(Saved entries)
● ● ●

PR #303, opened 2026-07-30
feat(ext): SOSL mode in soql-runner (P4-3)

scoobydrew83:
> **This PR also fixes a shipped break.** The runner on `develop` typed the REST Search reply as an array and spread it — the real reply is `{searchRecords: […]}`, so `[...envelope.records]` throws `TypeError`. **Every `FIND` query in the shipped SOQL Runner is a hard failure today.** Reviewer independently executed the old code path on the real reply shape and confirmed the throw. So this is "SOSL works at all", not just "SOSL gets a mode".

## What changed

The extension's SOQL Runner gains a **SOQL | SOSL** mode toggle, and SOSL results render **grouped per returned sObject**, each group carrying the existing shared result toolbar.

**`extension/features/soql-runner.ts`**
- New exported pure helpers: `isSoslQuery` / `detectQueryLang`, `searchRecordsFrom`, `groupSearchRecords`, `soslRowCount`, `entryLang`, plus `QueryLang` / `SoslGroup` types.
- `runSearch(api, sosl)` — worker-proxied `GET /services/data/vXX.X/search?q=…` → `SoslGroup[]`.
- The language toggle is a real **radiogroup**: `role="radiogroup"` + `aria-label="Query language"`, two `role="radio"` buttons with `aria-checked`, roving `tabindex`, and arrow-key selection.
- **One toolbar definition.** `createResultActions({getRecords, filePrefix, scope})` builds Copy CSV / Export CSV / Copy JSON / Copy for Excel and is used **twice**: once for the flat SOQL footer (replacing the four previously hand-rolled buttons and their handlers) and once per SOSL group. The P1-3 serialisers `recordsToCsv` / `recordsToJson` / `recordsToTsv` remain the only ones in either path. The result table builder (`buildRecordsTable`) is shared the same way, so record-Id cells and the 200-char clamp behave identically in both views.
- History / bookmarks / the Saved SOQL hand-off all carry `lang`, and restoring one restores the mode.
- **Transport is preserved across a SOSL round trip** and **an explicit toggle click wins over auto-detect** — see "Review follow-ups" below.

**`extension/features/saved-soql.ts`** — each row is badged `SOQL`/`SOSL` and stages the language with the pending query.

**`extension/CHANGELOG.md`** — entry under `[Unreleased]`.

**Docs site** — companion PR on `scoobydrew83/sfdt-site` branch `docs/p4-3-sosl-mode` (see below).

## Review follow-ups (commit `9c92d87`)

Both review findings were "silent wrongness" rather than rough edges, so both are fixed here rather than deferred.

**A — the Tooling transport was silently spent by a SOSL round trip.** `setLang('sosl')` used to call `setMode('rest')`, and nothing remembered the prior choice. Because `syncLangFromText()` runs on every keystroke, a Tooling user who merely *pasted* a `FIND` query to look at it came back to SOQL sitting on REST with no indication.

The fix separates *choice* from *transport in effect*:
- `mode` is now strictly the user's **SOQL transport choice** and is never written by the language toggle.
- `effectiveMode()` (`lang === 'sosl' ? 'rest' : mode`) is what runs, and is what history/bookmarks record — so a SOSL entry honestly says `api: 'rest'` because that is what executed, without that being mistaken for a preference.
- In SOSL the **whole** transport control reads as unavailable: both REST and Tooling are genuinely `disabled` (not hidden), titled *"Not available in SOSL mode — the Search resource is REST-only. Your SOQL choice is restored when you switch back."* The control paints REST while there, because REST **is** the transport in effect — then comes back to Tooling on the way out.
- `setMode()` ignores activations while SOSL is selected, rather than recording a change the user can't see take effect.
- Restoring a stored entry now sets the **language first** (which re-enables the control) and the transport **only for SOQL entries** — so restoring a SOSL entry can't clobber a pending Tooling choice.

**B — auto-detect could revert a deliberate click.** With a leftover `SELECT` in the editor, choosing SOSL survived only until the next keystroke.

`setLang()` now latches an explicit choice (`langExplicit`) together with **what the text detected as at that moment** (`langChoiceBaseline`). `syncLangFromText()` re-detects only when the query's own language has moved *off that baseline*:

| State | Next event | Result |
| --- | --- | --- |
| `SELECT …` in editor, user clicks **SOSL** | edits that same SELECT | **stays SOSL** — the human's signal outranks inference |
| same | pastes a real `FIND {…}` | stays SOSL, latch releases (detection now agrees on its own merits) |
| latch released | types a `SELECT` | back to SOQL automatically |
| any | text is empty / `FIN` / `SELEC` | **unchanged** — ambiguous text settles nothing |

The detection function itself is untouched, so the regex parity with `validateLocal()` and the GUI's `isSosl` that the review verified character-for-character is unchanged; only *when it is consulted* changed.

**Nits also taken:** the arrow-key handler computes its target from the **current selection** rather than the focused button's own value (correct if a third language is ever added or focus is moved programmatically); the per-group export filename sanitises the org-supplied sObject name (`[^A-Za-z0-9_]+` → `_`) — the one place org data reached a filesystem name; and the transport buttons gained `aria-pressed`, since their selected state was conveyed by colour alone (partially addressing finding C — the fuller retrofit stays P6-3's job).

**9 new tests** pin all of it, including that a SOSL run really goes over `/search` while a Tooling choice is pending (`toolingQuery` not called), that the subsequent SOQL run goes over Tooling without a re-click, and that restoring a Tooling SOQL entry *from* SOSL mode works.

Nothing the review verified was disturbed: the footer's CSV bytes and `soql-<stamp>.csv` filename are untouched (that code path did not change), per-group scoping is untouched, and Tooling/Explain are still genuinely `disabled` rather than hidden — now with REST disabled alongside Tooling, and asserted as still visible.

## Design decision: the toggle is explicit **and** auto-detects `FIND {`

Stated per the task: **both**, matching the GUI console rather than diverging from it — with the explicit choice given precedence (finding B above).

`gui/src/pages/SoqlConsole.jsx` has no toggle at all — `isSosl = /^\s*find\b/i` routes a FIND query to the SOSL endpoint without asking. A toggle that ignored the text would mean the same query behaves differently in the two surfaces, which is exactly the "parallel model" to avoid. So the toggle is the explicit control the AC asks for (and the thing history records), and typing/pasting a query whose first keyword is `FIND` flips it to SOSL, `SELECT` flips it back — unless the user has said otherwise about *this* query.

## How it matches the CLI / GUI semantics

| Concern | CLI (`src/lib/soql-runner.js`) | GUI (`gui/src/pages/SoqlConsole.jsx`) | This PR |
| --- | --- | --- | --- |
| Detecting SOSL | `validateLocal()`: `kind='sosl'` on `/^find\b/i` (after trim) | `isSosl = /^\s*find\b/i` | `isSoslQuery = /^\s*find\b/i` — word-boundary, so `Finder__c` is not SOSL |
| Transport | `sf data search --query` → `result.searchRecords` | posts to the CLI's `soqlSosl` endpoint (same runner) | `sfApiFetch`-proxied `GET …/search?q=` — the REST resource the CLI's `sf data search` wraps. Semantic parity, not code sharing (as scoped). |
| Row shape | `searchRecords.map(stripAttributes)` | server-side, same | `groupSearchRecords` strips the `attributes` envelope per row |
| Plan / EXPLAIN | `explainQuery` is SOQL-only; `validateQuery` warns "org round-trip validation covers SOQL only" | **Plan button disabled** when `isSosl(query)` | Explain disabled in SOSL mode |
| Tooling variant | n/a — `runSearch` takes no `--use-tooling-api` | n/a | Transport control disabled in SOSL; the user's SOQL choice preserved |

**Deliberate divergence (one):** the CLI returns SOSL rows **flat** (`records: [...]`) because it prints an envelope; this PR groups them because the AC requires grouping and a table needs headings. The grouping is derived from `attributes.type`, which the CLI discards *after* it has served its purpose — no new notion of "object" is invented.

**Bound/limit handling:** the CLI clamps rows via `config.soql.defaultLimit`/`maxLimit` because it is a scriptable, unattended surface. The extension has no such config and never had one for SOQL either — its bound is the interactive `PAGE_CAP`/`Load more` model, which does not apply to SOSL (the Search resource has no `queryMore`). A user's explicit trailing `LIMIT n` in the SOSL text is passed through untouched, same as SOQL. Not a divergence in semantics — a surface that has no bound to inherit.

**The shipped break:** `runQuery`'s pre-existing FIND branch typed the `/search` reply as `Record<string,unknown>[]` and returned it as `records` directly. The real reply is `{searchRecords: […]}`, so `[...envelope.records]` throws `TypeError` — every `FIND` query in the shipped runner fails hard. It now routes through `groupSearchRecords` and flattens — one SOSL mapping, two views of it — and the branch condition tightens from `startsWith('find')` to the word-boundary rule.

## AC-by-AC evidence

**AC1 — "mode toggle SOQL/SOSL"**
- `soql-runner.ts` toolbar: `langGroup` radiogroup + `setLang()`; auto-detect via `syncLangFromText()` on `input`/`keyup`, with the explicit-choice latch above.
- Tests: `exposes the language toggle as a labelled radiogroup, SOQL selected by default`, `switches language by click and by arrow key`, `auto-detects the language from the query text, matching the GUI console`, `disables Explain and the whole transport toggle in SOSL mode`, `an explicit toggle click survives further edits of the same query`, `hands control back to detection once the query itself changes language`, `an explicit SOQL choice survives edits of a leftover FIND query`, `leaves the mode alone for text that settles nothing`, `moves the selection from the current radio, whichever one has focus`, `preserves and restores the Tooling transport across a SOSL round trip`.

**AC2 — "SOSL results grouped per object with the shared result toolbar (copy/export applies per group)"**
- `renderGroupedResults()` emits one `<section aria-label="Account results">` per group; each head gets `createResultActions({scope: group.sobject})` — the same factory the footer uses.
- Tests: `runs SOSL through the search resource and renders one section per object` (section order, per-group row counts, and that Account's table does not contain Contact's row), `gives every group its own copy of the shared result toolbar` (2 of each of the four buttons, per-object `aria-label`s), `copies and exports per group, not the whole result set` (exact CSV/TSV/JSON payload for the Contact group only, plus the `sosl-Contact-…csv` filename), `hides the SOQL-only footer actions while showing SOSL results`.

**AC3 — "history/saved entries record the mode"**
- `HistoryEntry.lang`, `SavedQuery.lang`, `PendingQuery.lang`; `entryLang()` back-fills by detection for pre-existing entries; both menus badge `SOQL`/`SOSL` and restore language-then-transport.
- Tests: `records the language on history entries and dedupes per language`, `round-trips the language through the saved-query and pending-query stores`, `records the SOSL mode in history and restores it from the history menu`, `restores the SOSL mode from a bookmark and from a staged pending query`, `restores a Tooling SOQL entry from SOSL mode, and a SOSL entry leaves the transport choice alone`, `restores SOSL for a pre-P4-3 entry that has no recorded language`, plus the two `saved-soql` tests.

**AC4 — "vitest for SOSL result mapping"**
- `soql-runner — SOSL result mapping`: multi-object grouping + first-seen order, attributes stripping, **empty** result → zero groups (never a group with an empty record list), malformed/`null`/non-array replies → zero groups, bare-array input, `Unknown` bucket for rows with no usable `attributes.type`, row counting, `runSearch` call shape, and `runQuery` flattening the same groups.

## Global DoD

| Item | Status |
| --- | --- |
| Feature-registry feature | Extension of the existing `soql-runner` feature — manifest (`id`, `name`, `contexts`, `settingsSchema`) unchanged, so registry / kill switch / options toggle / catalogs are untouched. No new opt-in toggle: this is a mode inside an existing tool, on by default like the transport toggle beside it. |
| Zero `innerHTML` | MET — `createElement` + `textContent` throughout; no `innerHTML`/`outerHTML`/`insertAdjacentHTML` in either changed file. |
| No new runtime dependencies | MET — no `package.json` change. |
| Vitest (happy-dom), per-feature pattern | MET — counts below. |
| A11y (P0-8 checklist) | Items 1–7 **N/A** (no new overlay; the runner's `present-view` host is untouched). Item 8 keyboard path: MET — radiogroup with roving tabindex and arrow keys that move selection *and* focus; every group toolbar button is a native `<button>`. Item 9: MET. Item 10: MET — group `aria-label`, per-radio `title`, per-object toolbar `aria-label`s, per-group `<section aria-label>`. Item 11: MET — `aria-checked` on the radios, and `aria-pressed` now on the transport buttons (previously colour-only); the unavailable state is a real `disabled` + explanatory `title`, and headings carry the row count as text. Item 12: MET. Item 13: unchanged. |
| Both themes | MET — every new colour is a `var(--sfdt-color-*)` token; no hex added. |
| CHANGELOG under `[Unreleased]` | MET |
| Docs-site MDX | MET — companion PR (below), including the two wording corrections from the review. |
| Telemetry invariant | Untouched — `test/telemetry.test.ts` green. |
| Secrets / SID invariant | Untouched — SOSL goes through `api.apiGet` (thin client); `test/sid-never-leaves-worker.test.ts` green. |
| Permission ledger | **No permission change.** Built manifest: `["storage","clipboardWrite","cookies","contextMenus","sidePanel"]` + 10 host patterns, identical to the ledger; the manifest source isn't in the diff. |

## Gates

Re-run in full at **`9c92d87`** from a clean worktree off `origin/develop` (`e683431`), after `npm install` + `npm run build -w packages/flow-core`.

| Gate | Command | Result |
| --- | --- | --- |
| Extension tests | `npx vitest run` (from `extension/`) | **84 files / 1269 tests passed**, 0 failed |
| Extension types | `npx tsc --noEmit` | **exit 0**, 0 errors |
| Extension lint | `npx eslint .` | **exit 0** |
| Extension build | `npx wxt build` | **success**, 1.2 MB; manifest `0.10.0` == `extension/package.json` `0.10.0` ✅ |
| Root tests | `npm test` | **284 files / 4523 tests passed**, 0 failed |
| Root contracts | `npm run check:all-contracts` | **exit 0** |
| Root lint | `npm run lint` | **exit 0** |
| Catalogs | `npm run generate:catalogs` | **zero drift** — `git status --porcelain` afterwards lists only the 3 files this commit edits |
| Docs site | `npm run build` (sfdt-site) | **success**, 64 pages indexed |

Test delta vs `develop`: `test/soql-runner.test.ts` 90 → **125** (+35), `test/saved-soql.test.ts` 8 → **10** (+2) — 37 new tests, no files added. Extension total 1232 → **1269**; root total 4486 → **4523**.

One pre-existing test was updated mechanically (`saves a bookmark when a name is supplied` now expects `lang: 'soql'` — AC3 landing), and one was renamed and widened (`disables Explain and the Tooling toggle in SOSL mode` → `…and the whole transport toggle…`, now also asserting REST is disabled, the explanatory title, and that the control is disabled rather than hidden).

## Manual steps I could not run

- **Loading `.output/chrome-mv3` unpacked against a real org.** No browser and no Salesforce org here, so the following are asserted in happy-dom only and want a human pass:
  - A real multi-object SOSL (`FIND {Acme} IN ALL FIELDS RETURNING Account(Id,Name), Contact(Id,Name), Lead(Id,Company)`) against a live org — groups match what Salesforce returns, an object with zero hits is simply absent.
  - **Copy for Excel** actually pasting as columns into a spreadsheet from a group toolbar (clipboard write is stubbed in tests).
  - **Export CSV** from a group actually downloading `sosl-Contact-<stamp>.csv` (the download anchor's `click()` is neutered in tests so happy-dom does not navigate).
  - Dark-theme rendering of the group headers, the toggle's selected/unselected states, and the **disabled** transport buttons (a disabled control still needs to read as disabled in dark).
  - Screen-reader read-out of the radiogroup and of the transport buttons' new `aria-pressed`.
- **Docs site visual check** — the site builds, but the rendered Highlights section and the `#soql-console` deep link into `/cli/dashboard` were not eyeballed in a browser.

## Companion docs PR

`scoobydrew83/sfdt-site` → branch `docs/p4-3-sosl-mode` (head `77b2b7b`): updates the `soql-runner` rows in `content/chrome-extension/features.mdx` and `content/chrome-extension/workspace.mdx` and adds a **"SOSL mode in the SOQL Runner"** Highlights section. The review's two corrections are in: the transport parenthetical now attaches to SOQL only (SOSL is called out as REST-only), and the SOQL-only LangGraph generator is no longer in the same clause as SOSL. It also picks up the precedence and transport-preservation behaviour.

Not merged, per instructions. `FEATURES.json` untouched.


scoobydrew83 (commented):
## verdict: APPROVE

Independent adversarial review. Clean detached worktree at `b4e06db` (merge-base with `develop` = `e683431`, so the diff below *is* the PR), `npm install` + `npm run build -w packages/flow-core`, every gate re-run from scratch. I did not take a single claim in the description on trust — I wrote a throwaway 45-assertion probe suite against the built feature and deleted it before the scope check.

Everything the AC asks for is there and holds under attack. Two behaviour findings below are real and reproducible but neither breaks an AC or the Global DoD, so they are judgment items, not blockers.

### Gates (my numbers, not the PR's)

| Gate | Command | Result |
| --- | --- | --- |
| Extension tests | `npx vitest run` (in `extension/`) | **84 files / 1262 tests passed**, 0 failed |
| Extension types | `npx tsc --noEmit` | **exit 0**, 0 errors |
| Extension lint | `npx eslint .` | **exit 0** |
| Extension build | `npx wxt build` | **success**, 1.2 MB; built manifest `0.10.0` == `extension/package.json` `0.10.0` ✅ |
| Root tests | `npm test` | **284 files / 4516 tests passed**, 0 failed |
| Root contracts | `npm run check:all-contracts` | **exit 0** (node policy, auth docs 53 files, FEATURES.json 1 entry, package paths 117 files) |
| Root lint | `npm run lint` | **exit 0** |
| Catalogs | `npm run generate:catalogs` | **zero drift** — `git status --porcelain` empty afterwards |

Every number in the PR description matches what I measured. (My first root run showed 285/4554 — that was my own probe file being picked up by the root vitest config; with it removed the count is exactly 284/4516.)

Scope, diffed against the merge-base: 5 files — `extension/CHANGELOG.md`, `extension/features/{soql-runner,saved-soql}.ts`, `extension/test/{soql-runner,saved-soql}.test.ts`. Nothing under `generated/`, no `FEATURES.json`, no `wxt.config.ts`, no manifest source. The "generated/ is untouched" claim is correct rather than a missed regeneration — I regenerated and got a byte-clean tree.

---

## What I exercised hands-on

### 1. "One toolbar, one set of serialisers" — verified, including the SOQL regression surface

Grepped `features/` and `lib/` for any second CSV/TSV/JSON assembly. The only `join(',')` / `join('\t')` sites are the pre-existing P1-3 `recordsToCsv`/`recordsToJson`/`recordsToTsv`, the P1-4 streaming export-all helper, and the unrelated `comparison-exporter.ts`. This PR adds none.

The footer replacement is the part that actually worried me, so I drove it: ran a SOQL query returning `{Id:'a1', Name:'Acme, Inc'}` (comma deliberately, to exercise quoting) and asserted the footer **Copy CSV** writes exactly `Id,Name\na1,"Acme, Inc"` and **Export CSV**'s download anchor is `soql-<ISO stamp>.csv` — matching `^soql-\d{4}-\d{2}-\d{2}T[\d-]+Z\.csv$`. Identical bytes, identical filename. The deltas I found are all benign or improvements:

- the four footer buttons now carry `aria-label`s and `type="button"` (they had neither);
- **Copy CSV**/**Export CSV** pick up an explicit `color: var(--sfdt-color-text-strong)` that **Copy JSON**/**Copy for Excel** already had — a consistency fix, not a regression;
- toasts singularise ("Copied 1 row as CSV" vs the old "1 rows");
- a zero-row result now hides the toolbar, where before it left stale buttons visible.

### 2. Auto-detect parity — verified against the real CLI and GUI source, then attacked

- CLI `src/lib/soql-runner.js:130` — `else if (/^find\b/i.test(text))` where `text = String(query ?? '').trim()`.
- GUI `gui/src/pages/SoqlConsole.jsx:43` — `const isSosl = (q) => /^\s*find\b/i.test(q ?? '')`, **character-for-character** what `isSoslQuery` uses. Line 152 routes `FIND` to the SOSL endpoint with no toggle; line 385 disables **Plan** on `isSosl(query)`. Both claims accurate.

17 adversarial inputs, all cross-checked against the CLI's `validateLocal` kind:

| Input | → | |
| --- | --- | --- |
| `   FIND {Acme}` / `\n\t FIND {Acme}` | SOSL | leading whitespace, tabs, newline |
| `find {acme}` / `FiNd {acme}` | SOSL | case-insensitive |
| `SELECT Id FROM Account WHERE Name = 'FIND'` | SOQL | `FIND` in a string literal doesn't fire |
| `SELECT Find__c FROM Account`, `SELECT Id FROM Finder__c`, `Find__c = 1`, `FINDER {x}` | SOQL | `\b` doesn't fire before `_` or a letter |
| `\n SELECT Id FROM Account` | SOQL | leading-newline SOQL |
| `` (empty) | SOQL | safe default |

One shared limitation: a leading `/* comment */ FIND {x}` is not detected — but *identically* in the CLI (`kind: 'unknown'`) and the GUI, and the extension is the only one of the three with a manual override, so it's strictly better than parity rather than a divergence.

**Does typing flip the mode destructively mid-edit?** Yes, in one narrow way — see finding B.

### 3. Backward compatibility — tested with genuine pre-change stored shapes

Wrote `{q: 'FIND {Legacy}', api: 'rest', ts: 1}` (no `lang` key at all) straight into history, opened the runner: the entry is badged `SOSL` in the menu and clicking it puts the toggle in SOSL. A no-`lang` **SOQL** entry with `api: 'tooling'` restores SOQL *and* keeps Tooling selected — `setLang('soql')` doesn't clobber the mode, only `setLang('sosl')` forces REST. A pre-change pending query with no `lang` opens in the detected mode. And the malformed cases: `entryLang(null)`, `entryLang(undefined)`, `entryLang({})`, `entryLang({q: null})`, `entryLang({q: 12345})` all return `'soql'` without throwing.

Dedupe is `entryLang`-aware in both directions: a pre-P4-3 `FIND {x}` and a new `{lang:'sosl'} FIND {x}` collapse to one entry (not two), while the same text under different languages stays two.

### 4. Grouping — probed every shape you'd actually hit

Record with no `attributes` → `Unknown`. `attributes: {}`, `type: ''`, `type: 42` → all `Unknown`. Empty `searchRecords`, `[]`, `null`, an error body `{message, errorCode}`, and a `{records: […]}` decoy → **zero groups**, never a fabricated empty group. Single-object result → one group, `soslRowCount` correct. Multi-object where Account and Contact **both** have a `Name` field → two groups in first-seen order with independent column sets.

Per-group export really is scoped: with an Account row and a Contact row on screen, the *Contact* group's **Copy CSV** wrote exactly `Id,Name,Email\nc1,Ann,a@x.com` — no Account row anywhere in it — and its **Copy for Excel** / **Copy JSON** matched `recordsToTsv`/`recordsToJson` of the Contact rows only. Account's `<table>` contains none of the Contact data. Headings render `Account · 1 row` (pluralised correctly), sections carry `aria-label="Account results"`, and the per-object accessible names are right (`Copy Account rows as CSV`, `Download Account rows as a CSV file`, …). Empty search → `No matches.` and zero `<section>` elements.

### 5. The latent bug — real on `develop`, and the fix is correct

Confirmed at `e683431:extension/features/soql-runner.ts`:

```ts
const results = await api.apiGet<Record<string, unknown>[]>(`…/search`, { q: soql });
return { records: results, done: true };
```

The live REST Search reply is `{searchRecords: […]}`, and `run()` then does `records = [...envelope.records]`. I executed the spread on the actual old shape: `TypeError`. So any user typing a `FIND` query into the shipped runner got a hard throw. The fix routes through `groupSearchRecords` and flattens — I verified `runQuery` on a real-shaped reply returns `[{Id:'a1'},{Id:'c1'}]` and calls `/services/data/v64.0/search` with `{q: …}`. As a bonus the branch condition tightens from `startsWith('find')` to the word-boundary rule.

### 6. Disable vs hide — genuinely disabled

`toolingBtn.disabled === true` and `explainBtn.disabled === true` in SOSL mode; a real `.click()` on Explain issues **zero** API calls. Both are `disabled === false` again after switching back. `setBusy()` also ANDs in `lang === 'sosl'`, so a busy-cycle can't re-enable Explain behind the toggle's back. The autocomplete box goes `flex → none → flex` and `runAutocomplete()` short-circuits with `autocompleteState = ''` — and restoring it to `flex` unconditionally is correct here, because that box is an always-present hint panel ("Enter query to see suggestions…"), not a popup.

### 7. a11y (P0-8), item by item

Items 1–7 (overlay/Esc/focus-trap/dialog semantics) — **N/A**, no new overlay; the runner's existing `present-view` host is untouched.

- **8 full keyboard path** — MET, verified: `role="radiogroup"` with `aria-label="Query language"`, two `role="radio"` `<button>`s, roving tabindex `[0, -1]`, and ArrowRight/ArrowLeft/Up/Down each move the selection **and** the focus (`document.activeElement` follows). Every group toolbar button is a native `<button>` in DOM order. `Home`/`End` aren't handled — correctly, they aren't part of the WAI-ARIA radiogroup pattern.
- **9 native controls first** — MET, real `<button>`s throughout.
- **10 every control labelled** — MET; group `aria-label`, per-radio `title`, per-object toolbar `aria-label`s, per-group `<section aria-label="… results">`.
- **11 state exposed not styled** — MET; `aria-checked` kept in sync in `setLang()`, heading text carries the row count (`Account · 2 rows`) rather than colour.
- **12 zero innerHTML** — MET; `grep -n "innerHTML\|outerHTML\|insertAdjacentHTML"` over both changed files → no hits.
- **13 shadow-root mounting** — unchanged.
- **14/15 tokens, both themes** — MET; zero hex literals in the changed files, and every token the new code uses (`brand`, `on-accent`, `text-strong`, `surface`, `surface-alt`, `border`, `text-weak`, `text-icon`, `surface-shade-3`) has **2** definitions in `lib/tokens.ts` — light and dark.

### 8. Global DoD

No new runtime dependencies (no `package.json` change). Permissions verified from the **built** manifest, not the description: `["storage","clipboardWrite","cookies","contextMenus","sidePanel"]` + 10 host patterns — identical to the ledger, and the manifest source isn't in the diff so it couldn't have changed. CHANGELOG entry sits under `[Unreleased]` in Keep-a-Changelog form. `test/telemetry.test.ts`, `test/sid-never-leaves-worker.test.ts` and `test/tokens.test.ts` are all inside the green 84/84. `FEATURES.json` untouched and `check-features-edits.mjs` passes.

---

## Judgment items (non-blocking)

**A. The Tooling transport selection is silently lost across a SOSL round trip.** `setLang('sosl')` does `if (sosl && mode !== 'rest') setMode('rest')`, but nothing remembers the prior mode. Reproduced: select **Tooling** → switch to SOSL → switch back to SOQL. The Tooling button is correctly re-enabled, but the selection sits on REST with no indication anything moved. Because `syncLangFromText()` runs on every keystroke, this fires for a Tooling user who merely *pastes* a `FIND` query to look at it. A `let priorMode` captured on the way into SOSL and restored on the way out is a couple of lines. The AC doesn't cover it, so I'm not blocking — but "switching back restores them" is only true of the *button*, not the *choice*.

**B. Auto-detect can override a deliberate click.** With a leftover `SELECT …` in the editor, clicking **SOSL** sticks — until the next keystroke anywhere in the textarea, at which point `syncLangFromText()` flips it back to SOQL. Reproduced hands-on. It never mis-routes a valid query (no valid SOQL begins with `FIND` and no valid SOSL begins with `SELECT`), so this is friction rather than a correctness bug, and the design decision to match the GUI is well argued. But the description's "the toggle stays the source of truth for anything the text does not settle" undersells it: an explicit user action can be reverted by text the user did not just type. Worth a follow-up thought about latching the toggle once it's been clicked, or only syncing when the leading keyword actually *changes*.

**C. Two adjacent segmented controls, only one of which has ARIA.** The new language toggle is a proper radiogroup; the REST/Tooling pair right beside it is still two bare `<button>`s with no `role`/`aria-pressed`, so a screen reader hears "SOQL radio, checked / SOSL radio / REST button / Tooling button" for what look like two identical widgets. Pre-existing and squarely P6-3's job — flagging only because this PR is what makes them neighbours. Relatedly, given finding B, an auto-flip of the mode isn't announced anywhere; a `role="status"` line would help.

**D. Companion docs PR `sfdt-site#42`** — I checked its content against the surface I just drove, not against the description. Accurate on all the load-bearing details: the toggle, the shared detection rule, per-object grouping, the four per-group toolbar buttons, the per-object export filename, mode-aware history/bookmarks with badges, and Tooling+Explain being disabled. Two small inaccuracies to fix before merge:
- `workspace.mdx` now reads "**SOQL or SOSL** (REST or Tooling)" — Tooling is disabled in SOSL, so the parenthetical reads as if it applies to both.
- `features.mdx`'s `soql-runner` row now advertises SOSL in the same sentence as the LangGraph node generator, which is SOQL-only (hidden in SOSL mode).

## Nits

- `filePrefix: \`sosl-${group.sobject}\`` interpolates a server-supplied string into a download filename. sObject API names are `[A-Za-z0-9_]` so it's safe in practice, and the `Unknown` bucket catches the malformed case — but it's the one place org data reaches a filesystem name unsanitised.
- The radio `keydown` handler computes its target from the button's own `value` (`value === 'soql' ? 'sosl' : 'soql'`) rather than from the current selection. Unreachable today — roving tabindex means Tab only lands on the selected radio and a click selects the one clicked — but it would misbehave if a third language were ever added, or if focus were moved programmatically to the unselected radio.
- `renderGroupedResults()` leaves stale group sections on screen when the user toggles back to SOQL without re-running. Harmless (the same is true of stale SOQL results today) and arguably desirable.

---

● ● ●

§ TASK DETAILS:
Please transcribe only the lines in the records above running from the line that has "### Gates (my numbers, not the PR's)" through the line that has "1.2 MB; built", both included, exactly as they appear.

§ EXERCISE OUTPUT:
### Gates (my numbers, not the PR's)

| Gate | Command | Result |
| --- | --- | --- |
| Extension tests | `npx vitest run` (in `extension/`) | **84 files / 1262 tests passed**, 0 failed |
| Extension types | `npx tsc --noEmit` | **exit 0**, 0 errors |
| Extension lint | `npx eslint .` | **exit 0** |
| Extension build | `npx wxt build` | **success**, 1.2 MB; built manifest `0.10.0` == `extension/package.json` `0.10.0` ✅ |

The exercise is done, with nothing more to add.